• [YOUR ASSIGNMENT]: Pull every line that includes the word "liewegas" from the data.

Stored data entries
+===+

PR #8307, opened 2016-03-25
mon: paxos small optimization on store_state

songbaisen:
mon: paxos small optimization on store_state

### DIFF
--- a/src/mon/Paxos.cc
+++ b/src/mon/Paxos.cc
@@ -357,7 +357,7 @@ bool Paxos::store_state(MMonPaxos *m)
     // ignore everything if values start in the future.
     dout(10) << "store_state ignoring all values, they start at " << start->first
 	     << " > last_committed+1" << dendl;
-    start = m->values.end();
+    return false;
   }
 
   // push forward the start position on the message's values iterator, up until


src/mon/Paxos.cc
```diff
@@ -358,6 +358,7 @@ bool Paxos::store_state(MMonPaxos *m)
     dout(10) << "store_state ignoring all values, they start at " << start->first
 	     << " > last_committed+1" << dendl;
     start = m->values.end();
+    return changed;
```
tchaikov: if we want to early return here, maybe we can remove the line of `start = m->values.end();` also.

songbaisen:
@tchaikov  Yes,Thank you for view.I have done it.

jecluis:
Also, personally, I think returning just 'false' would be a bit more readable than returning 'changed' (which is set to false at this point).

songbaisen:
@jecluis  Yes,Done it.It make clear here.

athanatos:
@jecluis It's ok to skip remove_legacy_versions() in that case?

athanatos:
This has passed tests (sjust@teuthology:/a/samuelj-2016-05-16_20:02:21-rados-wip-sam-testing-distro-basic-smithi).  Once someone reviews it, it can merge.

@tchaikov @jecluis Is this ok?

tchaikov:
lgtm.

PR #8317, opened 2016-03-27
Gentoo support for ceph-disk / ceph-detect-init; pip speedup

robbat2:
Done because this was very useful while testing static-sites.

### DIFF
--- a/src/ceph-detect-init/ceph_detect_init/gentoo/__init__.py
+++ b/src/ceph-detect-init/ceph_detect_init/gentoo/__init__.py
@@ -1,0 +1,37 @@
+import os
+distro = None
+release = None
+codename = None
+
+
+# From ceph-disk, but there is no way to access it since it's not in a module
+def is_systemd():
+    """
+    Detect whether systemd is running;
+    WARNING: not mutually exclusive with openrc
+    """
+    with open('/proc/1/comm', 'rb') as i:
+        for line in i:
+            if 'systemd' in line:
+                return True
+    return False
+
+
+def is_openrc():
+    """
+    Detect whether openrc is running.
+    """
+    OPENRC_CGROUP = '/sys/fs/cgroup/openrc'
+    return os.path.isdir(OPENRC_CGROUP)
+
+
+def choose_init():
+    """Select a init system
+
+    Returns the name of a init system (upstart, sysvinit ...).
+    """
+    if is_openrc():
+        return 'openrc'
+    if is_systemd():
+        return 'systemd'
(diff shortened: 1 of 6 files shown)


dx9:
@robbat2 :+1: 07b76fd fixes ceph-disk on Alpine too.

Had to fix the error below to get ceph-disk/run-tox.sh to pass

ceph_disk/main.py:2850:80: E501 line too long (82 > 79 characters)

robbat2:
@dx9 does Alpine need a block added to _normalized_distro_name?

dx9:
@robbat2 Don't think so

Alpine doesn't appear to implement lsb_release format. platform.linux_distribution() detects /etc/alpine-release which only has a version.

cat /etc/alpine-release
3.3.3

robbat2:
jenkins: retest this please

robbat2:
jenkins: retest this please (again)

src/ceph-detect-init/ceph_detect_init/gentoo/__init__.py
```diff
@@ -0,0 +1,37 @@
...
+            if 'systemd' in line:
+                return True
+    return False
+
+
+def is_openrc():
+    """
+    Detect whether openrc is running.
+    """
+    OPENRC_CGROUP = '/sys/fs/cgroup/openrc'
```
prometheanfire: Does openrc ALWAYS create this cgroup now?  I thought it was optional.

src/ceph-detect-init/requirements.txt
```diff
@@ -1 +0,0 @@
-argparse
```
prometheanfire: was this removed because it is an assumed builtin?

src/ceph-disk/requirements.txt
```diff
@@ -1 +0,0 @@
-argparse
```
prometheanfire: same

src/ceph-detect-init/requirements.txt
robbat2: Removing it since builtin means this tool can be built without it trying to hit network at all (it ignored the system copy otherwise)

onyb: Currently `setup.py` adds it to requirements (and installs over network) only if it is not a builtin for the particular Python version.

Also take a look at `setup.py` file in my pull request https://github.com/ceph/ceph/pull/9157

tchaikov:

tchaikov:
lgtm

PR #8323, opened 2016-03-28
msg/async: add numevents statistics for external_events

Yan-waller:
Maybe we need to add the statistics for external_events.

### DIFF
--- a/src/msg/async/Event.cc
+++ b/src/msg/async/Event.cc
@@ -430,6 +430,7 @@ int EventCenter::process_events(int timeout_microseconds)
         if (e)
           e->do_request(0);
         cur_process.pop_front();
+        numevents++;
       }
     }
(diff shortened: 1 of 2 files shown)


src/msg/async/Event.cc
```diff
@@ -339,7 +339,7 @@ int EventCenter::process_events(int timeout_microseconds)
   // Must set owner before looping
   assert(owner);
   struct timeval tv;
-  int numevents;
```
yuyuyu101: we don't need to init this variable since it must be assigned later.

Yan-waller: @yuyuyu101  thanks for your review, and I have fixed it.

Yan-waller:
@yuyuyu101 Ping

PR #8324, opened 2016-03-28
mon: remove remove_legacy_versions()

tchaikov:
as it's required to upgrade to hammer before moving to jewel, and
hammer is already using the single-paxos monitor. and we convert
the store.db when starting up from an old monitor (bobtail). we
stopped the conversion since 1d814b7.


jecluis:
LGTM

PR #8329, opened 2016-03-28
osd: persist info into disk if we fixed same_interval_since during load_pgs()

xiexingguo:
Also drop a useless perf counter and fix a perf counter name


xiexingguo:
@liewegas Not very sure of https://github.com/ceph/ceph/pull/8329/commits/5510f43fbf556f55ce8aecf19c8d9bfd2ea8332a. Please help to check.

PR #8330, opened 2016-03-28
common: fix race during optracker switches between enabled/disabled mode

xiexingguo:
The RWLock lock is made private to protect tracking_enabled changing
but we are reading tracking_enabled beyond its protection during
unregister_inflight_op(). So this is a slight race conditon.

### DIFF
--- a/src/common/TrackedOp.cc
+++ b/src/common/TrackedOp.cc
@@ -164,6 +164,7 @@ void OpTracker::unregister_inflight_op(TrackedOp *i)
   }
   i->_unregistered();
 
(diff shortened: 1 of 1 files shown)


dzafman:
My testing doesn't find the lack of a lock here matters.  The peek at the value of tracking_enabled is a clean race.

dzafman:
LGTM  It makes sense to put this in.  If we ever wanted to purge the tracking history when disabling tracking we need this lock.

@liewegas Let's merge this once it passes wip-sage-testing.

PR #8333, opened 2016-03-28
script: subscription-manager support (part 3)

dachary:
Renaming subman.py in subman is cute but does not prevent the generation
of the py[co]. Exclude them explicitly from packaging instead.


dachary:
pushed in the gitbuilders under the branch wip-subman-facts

+===+

• [EXERCISE RESULT]:
@liewegas Not very sure of https://github.com/ceph/ceph/pull/8329/commits/5510f43fbf556f55ce8aecf19c8d9bfd2ea8332a. Please help to check.
@liewegas Let's merge this once it passes wip-sage-testing.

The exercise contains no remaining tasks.